Directions: Copy every entry below, exactly and in full.

[Start of Attachment]

PR #1727, opened 2023-06-16
fix: Include config file path in the "Agent is disabled " message on all platforms.

tippmar-nr:

## Description

At startup, an exception is thrown when the agent is disabled via config. That message includes the path to the config file where the agent is disabled. For .NET 6+ applications, the path is empty. 

This PR modifies the logic in `ConfigurationLoader.GetConfigSetting()` to include looking at the `appsettings.json` file for .NET 6+ applications and to include the path to the file in the message. As a final fallback, the location of the `newrelic.config` file is used in the message.

# Author Checklist

# Reviewer Checklist
- [ ] Perform code review

### DIFF
--- a/src/Agent/NewRelic/Agent/Core/Config/ConfigurationLoader.cs
+++ b/src/Agent/NewRelic/Agent/Core/Config/ConfigurationLoader.cs
@@ -111,6 +111,14 @@ namespace NewRelic.Agent.Core.Config
 				value = new ValueWithProvenance<string>(ConfigurationManager.AppSettings[key],
 					"ConfigurationManager app setting");
 			}
+#else
+            if (value?.Value == null)
+            {
+                var configMgrStatic = new ConfigurationManagerStatic();
+                var configValue = configMgrStatic.GetAppSetting(key);
+                if (configValue != null)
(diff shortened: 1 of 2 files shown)


nrcventura:
Can you explain a little more about how this fixes the problem? The change in this PR looks like it is enabling yet another location where configuration can be defined, which I did not think was the intention of this PR. I might just be missing the necessary context though.

tippmar-nr:
@nrcventura The changes in this PR only extend existing "startup" code that looks for the source of the `agentEnabled` setting so that it checks the `appSettings.json` file when running on .NET 6+ -- previously, that code didn't do anything on .NET 6+.

nrcventura (approved):
Thank you @tippmar-nr for walking through this code with me. We confirmed that the code is already looking at that configuration location in another place, and these code changes are meant to mimic that lookup so that we can provide a more helpful log message. We also discussed that it would be great if we could refactor the code in this file to make it easier to understand and maintain. It is also one of the reasons that #1731 would be helpful so that we could more safely refactor this code.

nr-ahemsath (approved):
Looks good. 👍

[End of Attachment]

Answer below:
PR #1727, opened 2023-06-16
fix: Include config file path in the "Agent is disabled " message on all platforms.

tippmar-nr:

## Description

At startup, an exception is thrown when the agent is disabled via config. That message includes the path to the config file where the agent is disabled. For .NET 6+ applications, the path is empty. 

This PR modifies the logic in `ConfigurationLoader.GetConfigSetting()` to include looking at the `appsettings.json` file for .NET 6+ applications and to include the path to the file in the message. As a final fallback, the location of the `newrelic.config` file is used in the message.

# Author Checklist

# Reviewer Checklist
- [ ] Perform code review

### DIFF
--- a/src/Agent/NewRelic/Agent/Core/Config/ConfigurationLoader.cs
+++ b/src/Agent/NewRelic/Agent/Core/Config/ConfigurationLoader.cs
@@ -111,6 +111,14 @@ namespace NewRelic.Agent.Core.Config
 				value = new ValueWithProvenance<string>(ConfigurationManager.AppSettings[key],
 					"ConfigurationManager app setting");
 			}
+#else
+            if (value?.Value == null)
+            {
+                var configMgrStatic = new ConfigurationManagerStatic();
+                var configValue = configMgrStatic.GetAppSetting(key);
+                if (configValue != null)
(diff shortened: 1 of 2 files shown)


nrcventura:
Can you explain a little more about how this fixes the problem? The change in this PR looks like it is enabling yet another location where configuration can be defined, which I did not think was the intention of this PR. I might just be missing the necessary context though.

tippmar-nr:
@nrcventura The changes in this PR only extend existing "startup" code that looks for the source of the `agentEnabled` setting so that it checks the `appSettings.json` file when running on .NET 6+ -- previously, that code didn't do anything on .NET 6+.

nrcventura (approved):
Thank you @tippmar-nr for walking through this code with me. We confirmed that the code is already looking at that configuration location in another place, and these code changes are meant to mimic that lookup so that we can provide a more helpful log message. We also discussed that it would be great if we could refactor the code in this file to make it easier to understand and maintain. It is also one of the reasons that #1731 would be helpful so that we could more safely refactor this code.

nr-ahemsath (approved):
Looks good. 👍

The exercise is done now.